Assume that females have pulse rates that are normally distributed with a mean of $\mu=74.0$ beats per minute and a standard deviation of $\sigma=12.5$ beats per minute. Complete parts (a) through (c) below. a. If 1 adult female is randomly selected, find the probability that her pulse rate is less than 77 beats per minute. The probability is (Round to four decimal places as needed.) b. If 16 adult females are randomly selected, find the probability that they have pulse rates with a mean less than 77 beats per minute. The probability is (Round to four decimal places as needed.) c. Why can the normal distribution be used in part (b), even though the sample size does not exceed 30 ? A. Since the mean pulse rate exceeds 30 , the distribution of sample means is a normal distribution for any sample size. B. Since the distribution is of individuals, not sample means, the distribution is a normal distribution for any sample size.

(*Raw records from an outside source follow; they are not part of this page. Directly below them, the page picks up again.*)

PR #32, opened 2017-07-28
Fix rename /root/.tendermint_test/consensus_replay_test/priv_validator.json.new /root/.tendermint_test/consensus_replay_test/priv_validator.json: no such file or directory

melekes:
See commits description for details.

### DIFF
--- a/common/os.go
+++ b/common/os.go
@@ -93,9 +93,8 @@ func MustWriteFile(filePath string, contents []byte, mode os.FileMode) {
 	}
 }
 
-// Writes to newBytes to filePath.
-// Guaranteed not to lose *both* oldBytes and newBytes,
-// (assuming that the OS is perfect)
+// WriteFileAtomic writes newBytes to temp and atomically moves to filePath
+// when everything else succeeds.
 func WriteFileAtomic(filePath string, newBytes []byte, mode os.FileMode) error {
 	// If a file already exists there, copy to filePath+".bak" (overwrite anything)
 	if _, err := os.Stat(filePath); !os.IsNotExist(err) {
@@ -108,13 +107,27 @@ func WriteFileAtomic(filePath string, newBytes []byte, mode os.FileMode) error {
 			return fmt.Errorf("Could not write file %v. %v", filePath+".bak", err)
 		}
 	}
-	// Write newBytes to filePath.new
-	err := ioutil.WriteFile(filePath+".new", newBytes, mode)
+	f, err := ioutil.TempFile("", "")
 	if err != nil {
-		return fmt.Errorf("Could not write file %v. %v", filePath+".new", err)
+		return err
 	}
-	// Move filePath.new to filePath
-	err = os.Rename(filePath+".new", filePath)
+	_, err = f.Write(newBytes)
+	if err == nil {
+		err = f.Sync()
+	}
+	if closeErr := f.Close(); err == nil {
+		err = closeErr
+	}
+	if permErr := os.Chmod(f.Name(), mode); err == nil {
+		err = permErr
+	}
+	if err == nil {
+		err = os.Rename(f.Name(), filePath)
+	}
+	// any err should result in full cleanup
+	if err != nil {
+		os.Remove(f.Name())
+	}
 	return err
 }
 
--- a/common/os.go
+++ b/common/os.go
@@ -96,17 +96,6 @@ func MustWriteFile(filePath string, contents []byte, mode os.FileMode) {
 // WriteFileAtomic writes newBytes to temp and atomically moves to filePath
 // when everything else succeeds.
 func WriteFileAtomic(filePath string, newBytes []byte, mode os.FileMode) error {
-	// If a file already exists there, copy to filePath+".bak" (overwrite anything)
-	if _, err := os.Stat(filePath); !os.IsNotExist(err) {
-		fileBytes, err := ioutil.ReadFile(filePath)
-		if err != nil {
-			return fmt.Errorf("Could not read file %v. %v", filePath, err)
-		}
-		err = ioutil.WriteFile(filePath+".bak", fileBytes, mode)
-		if err != nil {
-			return fmt.Errorf("Could not write file %v. %v", filePath+".bak", err)
-		}
-	}
 	f, err := ioutil.TempFile("", "")
 	if err != nil {
 		return err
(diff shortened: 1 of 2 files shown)


common/os.go
```diff
@@ -93,28 +93,30 @@ func MustWriteFile(filePath string, contents []byte, mode os.FileMode) {
...
-		err = ioutil.WriteFile(filePath+".bak", fileBytes, mode)
-		if err != nil {
-			return fmt.Errorf("Could not write file %v. %v", filePath+".bak", err)
-		}
+	f, err := ioutil.TempFile("", "")
+	if err != nil {
+		return err
+	}
+	_, err = f.Write(newBytes)
+	if err == nil {
```
ebuchman: cool monadic-like error handling. have you seen this pattern elsewhere?

common/os.go
```diff
@@ -93,28 +93,30 @@ func MustWriteFile(filePath string, contents []byte, mode os.FileMode) {
...
-	if _, err := os.Stat(filePath); !os.IsNotExist(err) {
-		fileBytes, err := ioutil.ReadFile(filePath)
-		if err != nil {
-			return fmt.Errorf("Could not read file %v. %v", filePath, err)
-		}
-		err = ioutil.WriteFile(filePath+".bak", fileBytes, mode)
-		if err != nil {
-			return fmt.Errorf("Could not write file %v. %v", filePath+".bak", err)
-		}
+	f, err := ioutil.TempFile("", "")
```
ebuchman: Shouldn't we use something deterministic? Otherwise how will we recover?

common/os.go
```diff
@@ -93,28 +93,30 @@ func MustWriteFile(filePath string, contents []byte, mode os.FileMode) {
...
+		err = f.Sync()
+	}
+	if closeErr := f.Close(); err == nil {
+		err = closeErr
+	}
+	if permErr := os.Chmod(f.Name(), mode); err == nil {
+		err = permErr
+	}
+	if err == nil {
+		err = os.Rename(f.Name(), filePath)
```
ebuchman: Why don't we back up the original file ?

ebuchman:
What prompted this bug? Perhaps we can just make sure the dir exists? 

Regardless, I think we were missing an fsync call!

common/os.go
melekes: Recover from what? FS error? Atomic means we either write to file or not. The issue with the old impl was that **it was not really atomic**. This is why I was getting failures in consensus tests and that is why (my guess) we sometimes see the same error on CI.

common/os.go
melekes: golang source code

common/os.go
melekes: we save priv_validator every sec. So if something bad happens, we will **overwrite old good backup with something bad**. That said, I don't see why we need backups here. Do you?

melekes:
> Regardless, I think we were missing an fsync call!

https://github.com/tendermint/tmlibs/blob/d1ca2c6f838fe7428b7da6f62ebf293d4d91b44b/common/os.go#L105

common/os.go
ebuchman: Yeh I mean if we crash before the rename is done, we won't know where the temp file is. I suppose its not a real issue, just trying to wrap my head around it all. 

Can you clarify how the old impl was not really atomic? Obviously missing fsync, and it didn't clean up. Was that it ?

ebuchman: >  I suppose its not a real issue

Because we could crash right before we write to the temp file too. So we'd be marginally better off if we knew where the temp file was, but not much.

common/os.go
ebuchman: we also use this for the p2p.Addrbook. I don't know enough about renaming. If something goes wrong, wouldn't it be good to have a backup of the original file ?

common/os.go
melekes: goroutine A: write to X.new
goroutine B: write to X.new
goroutine A: rename X.new to X
goroutine B: panic when trying to rename X.new to X

new impl eliminates this error by using temp files

common/os.go
melekes: > If something goes wrong, wouldn't it be good to have a backup of the original file?

1) save interval is too short. 2min. nobody reacts so fast. In DB world there are usually multiple backups (24h, 12h, 6h, 3h, 1h, 30min, latest). latest is used when DB crashed.

2) if something goes wrong and TM continue to work: we write bad things to copy and original file anyway
    if something goes wrong and TM crashes: we just use latest saved changes

common/os.go
ebuchman: Is this what was happening? Multiple go-routines were trying to save the same file?! If so we probably have a deeper issue on our hands

melekes: That was my understanding at the time. If we start 4 consensus state instances, they all will attempt to write to the same file.

ebuchman: Can you point to how this happens? They're supposed to all have independent data dirs, eg. https://github.com/tendermint/tendermint/blob/master/consensus/common_test.go#L344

C. Since the distribution is of sample means, not individuals, the distribution is a normal distribution for any sample size. D. Since the original population has a normal distribution, the distribution of sample means is a normal distribution for any sample size.

Step 1 ：Given that the pulse rates of females are normally distributed with a mean of \(\mu = 74.0\) beats per minute and a standard deviation of \(\sigma = 12.5\) beats per minute.

Step 2 ：For part (a), we need to find the probability that a randomly selected female has a pulse rate less than 77 beats per minute. This is a standard normal distribution problem, where we need to find the z-score for 77 and then find the cumulative probability for that z-score. The z-score is calculated as \(z = \frac{X - \mu}{\sigma}\), where X is the value we are interested in, which is 77 in this case. So, \(z = \frac{77 - 74.0}{12.5} = 0.24\). The cumulative probability corresponding to z = 0.24 is approximately 0.5948.

Step 3 ：For part (b), we need to find the probability that the mean pulse rate of 16 randomly selected females is less than 77 beats per minute. This is a problem of sampling distribution of the mean. The standard deviation of the sampling distribution (standard error) is the standard deviation of the population divided by the square root of the sample size. So, \(\sigma_{b} = \frac{\sigma}{\sqrt{n}} = \frac{12.5}{\sqrt{16}} = 3.125\). We find the z-score for 77 with this new standard deviation and then find the cumulative probability for that z-score. So, \(z = \frac{77 - 74.0}{3.125} = 0.96\). The cumulative probability corresponding to z = 0.96 is approximately 0.8315.

Step 4 ：For part (c), we need to explain why we can use the normal distribution for part (b) even though the sample size is less than 30. The Central Limit Theorem states that the distribution of sample means approaches a normal distribution as the sample size gets larger — usually considered as larger than 30. However, if the original population is normally distributed, then the sample means will also be normally distributed, regardless of sample size.

Step 5 ：\(\boxed{\text{Final Answer:}}\) The probability that a randomly selected female has a pulse rate less than 77 beats per minute is approximately \(\boxed{0.5948}\). The probability that the mean pulse rate of 16 randomly selected females is less than 77 beats per minute is approximately \(\boxed{0.8315}\). The normal distribution can be used in part (b) even though the sample size does not exceed 30 because the original population has a normal distribution, the distribution of sample means is a normal distribution for any sample size. So, the correct answer for part (c) is option D.